Re: Secondary index question

2018-02-27 Thread James Taylor
Please file a JIRA and include the Phoenix and HBase version. Sounds like
you’ve found a bug.

On Tue, Feb 27, 2018 at 9:21 AM Jonathan Leech  wrote:

> I’ve done what you’re looking for by selecting the pk from the index in a
> nested query and filtering the other column separately.
>
> > On Feb 27, 2018, at 6:39 AM, Alexey Karpov  wrote:
> >
> > Thanks for quick answer, but my case is a slightly different. I've seen
> these
> > links and already use local index. All cases, described in faq,
> index_usage
> > and any other, I've found in this user list, are about SELECT clause. In
> > WHERE clause there is always field from the index.
> >
> > In my case in WHERE clause I have one field from the index and one not
> from
> > the index, combined with AND operator:
> > SELECT * from test WHERE name = 'a' *AND description = 'b'*
> > name - from the index
> > description - not from the index
> >
> > Without filter on description (only on name) Phoenix uses index, as
> expected
> > for local index. But with additional filter Phoenix decides to do a full
> > scan. And my question is: Is there any way to make Phoenix use index in
> such
> > types of queries, without include all fields in index ?
> >
> > Hint does not help:
> > SELECT /*+ INDEX(test ix_test_name) */ name FROM test WHERE name = 'a'
> AND
> > description= 'b'
> > ColumnNotFoundException: ERROR 504 (42703): Undefined column.
> > columnName=DESCRIPTION.
> >
> > Thanks,
> > Alexey.
> >
> >
> >
> > --
> > Sent from: http://apache-phoenix-user-list.1124778.n5.nabble.com/
>


Re: Secondary index question

2018-02-26 Thread James Taylor
See https://phoenix.apache.org/secondary_indexing.html#Index_Usage. We get
this question a fair amount. We have an FAQ, here [1], but it's not a very
complete answer (as it doesn't mention hinting or local indexes), so it'd
be good if it was updated.

Thanks,
James

[1]
https://phoenix.apache.org/faq.html#Why_isnt_my_secondary_index_being_used

On Mon, Feb 26, 2018 at 7:43 AM, Josh Elser  wrote:

> IIRC, Phoenix will only choose to use an index when all columns are
> covered (either the index is on the columns or the columns are explicitly
> configured to be covered in the DDL).
>
>
>
> On 2/26/18 6:45 AM, Alexey Karpov wrote:
>
>> Hi.
>>
>> Let’s say I have a table CREATE TABLE test (id integer NOT NULL PRIMARY
>> KEY,
>> name VARCHAR, description VARCHAR)
>> with local index CREATE LOCAL INDEX ix_test_name ON test(name)
>>
>> For the query SELECT * FROM test WHERE name = 'a'
>> it’s all right, Phoenix uses index.
>>
>> But for the query SELECT * FROM test WHERE name = 'a' AND description =
>> 'b'
>> It makes full scan over the table.

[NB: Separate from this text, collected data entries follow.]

PR #937, opened 2023-06-14
Add restriction on one context per iteration

ankur22:
### Description of changes

This change will restrict the creation and use of a single `browserContext` per iteration. Once the `browserContext` has been closed, a new one cannot be created in the same iteration. This essentially ends the browser test for the iteration, but allows the user to run other k6 tests.
    
The reason for this change is:
1. restricting the user to work with a single browser context per iteration will restrict the scenario to one type of `browserContext`. If the user wishes to work with different types of `browserContext`s, they should work with `scenarios` to create a new test that changes the type of `browserContext`. This helps separate the concerns of the different types of `browserContext`s.
2. Creating and closing `browserContext`s while also running async APIs will cause errors and issues for the user. They are likely to be a confusing experience. We want to avoid this.
3. The browser module processes background async operations when APIs are called. If a `browserContext` is closed, this will affect how we process those background operations which will inadvertently affect the test and the results.

```js

  // const context2 = context.newContext(); // If uncommented, it will cause an error.

  await page2.goto("https://test.k6.io");

  ...

  // The browser and context cannot be used after this call.
  // This will essentially end the browser test for the current
  // iteration, but allow the use of other k6 APIs.
  context.close();

  // const context2 = context.newContext(); // If uncommented, it will cause an error.

  const res = http.get('https://test.k6.io/news.php');

  check(res, {
    'status is 200': (r) => r.status === 200,
  });
```

### Checklist

### DIFF
--- a/browser/mapping.go
+++ b/browser/mapping.go
@@ -774,13 +774,13 @@ func getOrInitBrowser(
 		vu.registerPid(pid)
 	}
 
-	vu.setBrowser(id, b)
-
 	go func(ctx context.Context) {
 		<-ctx.Done()
 		b.Close()
 		vu.deleteBrowser(id)
 	}(vu.Context())
+
+	vu.setBrowser(id, b)
 
 	return b, nil
 }
--- a/common/browser.go
+++ b/common/browser.go
@@ -47,6 +47,7 @@ type Browser struct {
 	// A *Connection is saved to this field, see: connect().
 	conn connection
 
+	contextCreated bool
 	context        *BrowserContext
 	defaultContext *BrowserContext
 
@@ -496,8 +497,8 @@ func (b *Browser) IsConnected() bool {
 
 // NewContext creates a new incognito-like browser context.
 func (b *Browser) NewContext(opts goja.Value) (api.BrowserContext, error) {
-	if b.context != nil {
-		return nil, errors.New("existing browser context must be closed before creating a new one")
+	if b.contextCreated {
+		return nil, fmt.Errorf("only one browser context can be setup per iteration")
 	}
 
 	action := target.CreateBrowserContext().WithDisposeOnDetach(true)
@@ -517,6 +518,7 @@ func (b *Browser) NewContext(opts goja.Value) (api.BrowserContext, error) {
 		return nil, fmt.Errorf("new context: %w", err)
 	}
 	b.context = browserCtx
+	b.contextCreated = true
 
 	return browserCtx, nil
 }
--- a/tests/browser_test.go
+++ b/tests/browser_test.go
@@ -27,7 +27,7 @@ func TestBrowserNewPage(t *testing.T) {
 	assert.Equal(t, 1, l, "expected there to be 1 browser context, but found %d", l)
 
 	_, err := b.Browser.NewPage(nil)
-	assert.EqualError(t, err, "new page: existing browser context must be closed before creating a new one")
+	assert.EqualError(t, err, "new page: only one browser context can be setup per iteration")
 
 	err = p1.Close(nil)
 	require.NoError(t, err)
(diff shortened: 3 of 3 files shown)


common/browser.go
```diff
@@ -500,8 +501,8 @@ func (b *Browser) IsConnected() bool {
 
 // NewContext creates a new incognito-like browser context.
 func (b *Browser) NewContext(opts goja.Value) (api.BrowserContext, error) {
-	if b.context != nil {
-		return nil, errors.New("existing browser context must be closed before creating a new one")
+	if b.contextCreated {
```
ankur22, line 504: Unlike the [POC](https://github.com/grafana/xk6-browser/compare/main...poc/1vu-1bc-browser-pool-bctx) where the check to see if a `browserContext` already exists is done in the mapping layer, in this PR it is being done in the business logic. It feels correct to do it here to avoid spilling business logic changes into the mapping layer -- which feels more like a translation layer.

It's worth noting that we can run other `browser` APIs which don't rely on the `browserContext` (such as `browser.version`) before a `browserContext` is created or after it is closed.

WDYT?

browser/mapping.go
```diff
@@ -774,14 +774,14 @@ func getOrInitBrowser(
...
 
-	vu.setBrowser(id, b)
-
 	go func(ctx context.Context) {
 		<-ctx.Done()
 		b.Close()
 		vu.deleteBrowser(id)
 	}(vu.Context())
 
+	vu.setBrowser(id, b)
```
ka3de, line 783: Just for curiosity. What is the reasoning for this change? Can we have an "race condition" between the `ctx.Done` and `vu.deleteBrowser` with the `vu.setBrowser` ?

ka3de (commented):
Overall LGTM. But I have one consideration. Would it make sense to restore the `contextCreated` flag on the `BrowserContext.Close()` method so we allow creating more than one browser context per iteration, but avoid having more than 1 concurrently? Which I believe was actually the goal.

Maybe this is messing things up now, but just wondering if there would be any cons doing that, or if that would allow for a better UX for some uses cases.

browser/mapping.go
ankur22: The reason for the change was to ensure that we still call `deleteBrowser` if a panic occurs in `setBrowser`. I know that should never happen. I just thought that the goroutine setup of the cleanup should be closer to where the browser process was initialised 🙂 There's no race conditions as far as i know.

ankur22:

Is there any way to make Phoenix use
>> index in such queries(when one field is in index and another is not),
>> without including another field into the index ?
>>
>> I use HDP 2.6.2 and Phoenix 4.7.
>>
>> Best regards,
>> Alexey
>>
>>
>>
>> --
>> Sent from: http://apache-phoenix-user-list.1124778.n5.nabble.com/
>>
>>


Re: Incorrect number of rows affected from DELETE query

2018-02-22 Thread James Taylor
Phoenix returns the number of delete markers that were placed if it’s a
point delete, not the actual number of rows deleted. Otherwise you’d need
to do a read before the delete (which would be costly). It’s possible that
this could be made configurable - please file a JIRA. You could work around
this by adding a nullable column that’s never populated to your primary key
or by adding another ANDed expression to your WHERE clause for a non pk
column which you know is always true.

On Thu, Feb 22, 2018 at 4:05 PM Sergey Soldatov 
wrote:

> Hi Jins,
> If you provide steps to reproduce it would be much easier to understand
> where the problem is. If nothing was deleted the report should be 'No
> rows affected'.
>
> Thanks,
> Sergey
>
> On Mon, Feb 19, 2018 at 4:30 PM, Jins George 
> wrote:
>
>> Hi,
>>
>> I am facing an issue in which the number of rows affected by a DELETE
>> query returns an incorrect value.   The record I am trying to delete does
>> not exists in the table, as evident from the first query but on deletion,
>> it reports 1 row is affected.  Is this a known issue?
>>
>> I have tried this in Phoenix 4.7 & Phoenix 4.13 and both behaves the same
>> way.
>>
>>
>> 0: jdbc:phoenix:localhost> select accountId, subid  from test.mytable
>> where accountid = '1' and subid = '1';
>> +++
>> | ACCOUNTID  | SUBID  |
>> +++
>> +++
>> *No rows selected (0.017 seconds)*
>> 0: jdbc:phoenix:localhost> delete from test.mytable where accountid = '1'
>> and subid = '1';
>> *1 row affected (0.005 seconds)*
>> 0: jdbc:phoenix:localhost>
>>
>>
>> Thanks,
>> Jins George
>>
>
>


Re: Runtime DDL supported?

2018-02-22 Thread James Taylor
Another option would be to use dynamic columns[1] when querying across
views. You’d have to disable column encoding [2] in this case.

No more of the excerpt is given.